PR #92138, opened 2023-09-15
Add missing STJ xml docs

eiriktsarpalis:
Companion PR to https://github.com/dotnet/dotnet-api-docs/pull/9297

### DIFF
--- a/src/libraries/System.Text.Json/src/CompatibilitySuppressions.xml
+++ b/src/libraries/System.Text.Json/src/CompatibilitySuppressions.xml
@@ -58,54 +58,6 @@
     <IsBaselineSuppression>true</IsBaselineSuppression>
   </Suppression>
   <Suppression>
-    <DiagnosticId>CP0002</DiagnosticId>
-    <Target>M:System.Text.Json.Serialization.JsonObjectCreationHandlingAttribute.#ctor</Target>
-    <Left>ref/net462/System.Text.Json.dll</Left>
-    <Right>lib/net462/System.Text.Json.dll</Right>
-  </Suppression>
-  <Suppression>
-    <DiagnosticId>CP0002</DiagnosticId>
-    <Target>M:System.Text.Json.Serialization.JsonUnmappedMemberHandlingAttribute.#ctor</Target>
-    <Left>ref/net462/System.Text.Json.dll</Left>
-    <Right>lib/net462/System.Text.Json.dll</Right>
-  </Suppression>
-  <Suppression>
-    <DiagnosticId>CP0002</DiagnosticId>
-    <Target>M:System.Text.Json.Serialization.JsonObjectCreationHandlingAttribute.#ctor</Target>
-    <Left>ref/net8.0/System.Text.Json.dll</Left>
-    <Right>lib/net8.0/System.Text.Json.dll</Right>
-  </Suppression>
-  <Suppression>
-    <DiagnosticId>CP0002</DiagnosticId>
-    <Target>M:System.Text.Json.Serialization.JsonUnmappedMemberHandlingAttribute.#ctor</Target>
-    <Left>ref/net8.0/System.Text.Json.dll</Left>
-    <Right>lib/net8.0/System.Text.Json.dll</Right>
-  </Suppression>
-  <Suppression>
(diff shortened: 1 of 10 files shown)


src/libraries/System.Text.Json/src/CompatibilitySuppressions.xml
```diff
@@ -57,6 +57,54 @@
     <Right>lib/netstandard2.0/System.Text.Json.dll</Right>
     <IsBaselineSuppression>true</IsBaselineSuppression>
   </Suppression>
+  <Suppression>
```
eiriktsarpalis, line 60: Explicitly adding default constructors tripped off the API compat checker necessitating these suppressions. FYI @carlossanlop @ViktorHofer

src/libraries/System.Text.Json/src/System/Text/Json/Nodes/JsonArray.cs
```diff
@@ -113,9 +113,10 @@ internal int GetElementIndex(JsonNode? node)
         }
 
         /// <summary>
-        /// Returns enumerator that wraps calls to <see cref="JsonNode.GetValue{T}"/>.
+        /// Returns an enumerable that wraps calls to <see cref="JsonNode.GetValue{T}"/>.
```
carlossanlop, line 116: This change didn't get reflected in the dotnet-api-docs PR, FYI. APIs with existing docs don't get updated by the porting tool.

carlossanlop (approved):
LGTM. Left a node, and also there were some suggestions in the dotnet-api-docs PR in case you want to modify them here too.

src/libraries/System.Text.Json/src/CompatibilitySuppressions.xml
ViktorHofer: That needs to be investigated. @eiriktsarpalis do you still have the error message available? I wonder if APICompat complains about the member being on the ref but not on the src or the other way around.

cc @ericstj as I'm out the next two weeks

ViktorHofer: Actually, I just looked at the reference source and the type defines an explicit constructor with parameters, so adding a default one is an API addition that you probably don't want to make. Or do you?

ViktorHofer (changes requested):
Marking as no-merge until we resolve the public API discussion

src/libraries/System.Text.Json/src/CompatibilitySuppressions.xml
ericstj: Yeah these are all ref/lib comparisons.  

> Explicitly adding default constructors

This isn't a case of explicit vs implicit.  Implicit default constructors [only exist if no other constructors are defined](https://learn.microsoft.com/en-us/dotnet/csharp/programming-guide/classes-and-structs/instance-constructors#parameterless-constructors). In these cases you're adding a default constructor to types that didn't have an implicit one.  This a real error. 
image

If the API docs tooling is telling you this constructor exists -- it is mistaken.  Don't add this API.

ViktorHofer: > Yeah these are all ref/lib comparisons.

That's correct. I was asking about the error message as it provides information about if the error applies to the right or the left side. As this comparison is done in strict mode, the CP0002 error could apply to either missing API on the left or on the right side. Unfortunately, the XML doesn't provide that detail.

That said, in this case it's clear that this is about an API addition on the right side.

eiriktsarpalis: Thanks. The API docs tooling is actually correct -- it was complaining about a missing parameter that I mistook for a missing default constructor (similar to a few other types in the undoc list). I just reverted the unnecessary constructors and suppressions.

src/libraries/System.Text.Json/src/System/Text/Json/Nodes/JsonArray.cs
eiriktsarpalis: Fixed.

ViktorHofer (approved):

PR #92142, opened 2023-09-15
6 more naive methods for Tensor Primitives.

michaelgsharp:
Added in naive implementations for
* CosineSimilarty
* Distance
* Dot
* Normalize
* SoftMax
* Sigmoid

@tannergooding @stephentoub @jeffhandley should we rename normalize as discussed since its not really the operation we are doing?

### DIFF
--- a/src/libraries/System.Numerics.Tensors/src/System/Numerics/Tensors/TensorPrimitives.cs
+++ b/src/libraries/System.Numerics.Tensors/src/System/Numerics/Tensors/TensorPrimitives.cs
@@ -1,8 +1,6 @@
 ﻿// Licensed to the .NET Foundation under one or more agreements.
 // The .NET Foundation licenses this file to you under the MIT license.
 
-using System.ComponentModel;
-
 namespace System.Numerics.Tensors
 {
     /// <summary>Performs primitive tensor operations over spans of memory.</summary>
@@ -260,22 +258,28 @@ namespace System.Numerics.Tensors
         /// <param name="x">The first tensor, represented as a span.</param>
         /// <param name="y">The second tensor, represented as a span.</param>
◇ ◇ ◇ ◇ ◇ ◇ ◇
(Directions): Going from the line that has "-260,22 +258,28 @@ namespace System.Numerics.Tensors" through the last line of the entries, retype each line exactly as given and add nothing.

(Answer space):
@@ -260,22 +258,28 @@ namespace System.Numerics.Tensors
         /// <param name="x">The first tensor, represented as a span.</param>
         /// <param name="y">The second tensor, represented as a span.</param>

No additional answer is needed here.